ENTRIES SHOWN
PR #9307, opened 2021-02-03
Add debug for OIDC flow

richvdh:
just some improvements to the logging here, to help understand the failure modes.

### DIFF
--- a/synapse/handlers/oidc_handler.py
+++ b/synapse/handlers/oidc_handler.py
@@ -123,7 +123,6 @@ class OidcHandler:
         Args:
             request: the incoming request from the browser.
         """
-
         # The provider might redirect with an error.
         # In that case, just display it as-is.
         if b"error" in request.args:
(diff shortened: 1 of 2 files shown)


synapse/handlers/oidc_handler.py
```diff
@@ -183,14 +186,16 @@ async def handle_oidc_callback(self, request: SynapseRequest) -> None:
...
+            logger.exception("Invalid session for OIDC callback")
             self._sso_handler.render_error(request, "invalid_session", str(e))
             return
         except MacaroonInvalidSignatureException as e:
-            logger.exception("Could not verify session")
+            logger.exception("Could not verify session for OIDC callback")
             self._sso_handler.render_error(request, "mismatching_session", str(e))
             return
 
+        logger.info("Received OIDC callback for IdP %s", session_data.idp_id)
```
clokep, line 197: I wonder if more of these log lines should have info about the IdP in use.

clokep (approved):
Looks OK to me. I feel like it might not be great to log some of the tokens (security wise), but at debug it should be OK.

PR #9310, opened 2021-02-03
Clarify documentation about escaping URLs in templates.

clokep:
#9200 failed to update some documentation in the sample config.


clokep:
I see no reason not to put this into 1.27.0 as it is a docs only change for something added in 1.27.0rc1.

richvdh (approved):
lgtm.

AIM OF THE EXERCISE
The response should consist of every record above, reproduced exactly.

SOLUTION TO THIS TASK
PR #9307, opened 2021-02-03
Add debug for OIDC flow

richvdh:
just some improvements to the logging here, to help understand the failure modes.

### DIFF
--- a/synapse/handlers/oidc_handler.py
+++ b/synapse/handlers/oidc_handler.py
@@ -123,7 +123,6 @@ class OidcHandler:
         Args:
             request: the incoming request from the browser.
         """
-
         # The provider might redirect with an error.
         # In that case, just display it as-is.
         if b"error" in request.args:
(diff shortened: 1 of 2 files shown)


synapse/handlers/oidc_handler.py
```diff
@@ -183,14 +186,16 @@ async def handle_oidc_callback(self, request: SynapseRequest) -> None:
...
+            logger.exception("Invalid session for OIDC callback")
             self._sso_handler.render_error(request, "invalid_session", str(e))
             return
         except MacaroonInvalidSignatureException as e:
-            logger.exception("Could not verify session")
+            logger.exception("Could not verify session for OIDC callback")
             self._sso_handler.render_error(request, "mismatching_session", str(e))
             return
 
+        logger.info("Received OIDC callback for IdP %s", session_data.idp_id)
```
clokep, line 197: I wonder if more of these log lines should have info about the IdP in use.

clokep (approved):
Looks OK to me. I feel like it might not be great to log some of the tokens (security wise), but at debug it should be OK.

PR #9310, opened 2021-02-03
Clarify documentation about escaping URLs in templates.

clokep:
#9200 failed to update some documentation in the sample config.


clokep:
I see no reason not to put this into 1.27.0 as it is a docs only change for something added in 1.27.0rc1.

richvdh (approved):
lgtm.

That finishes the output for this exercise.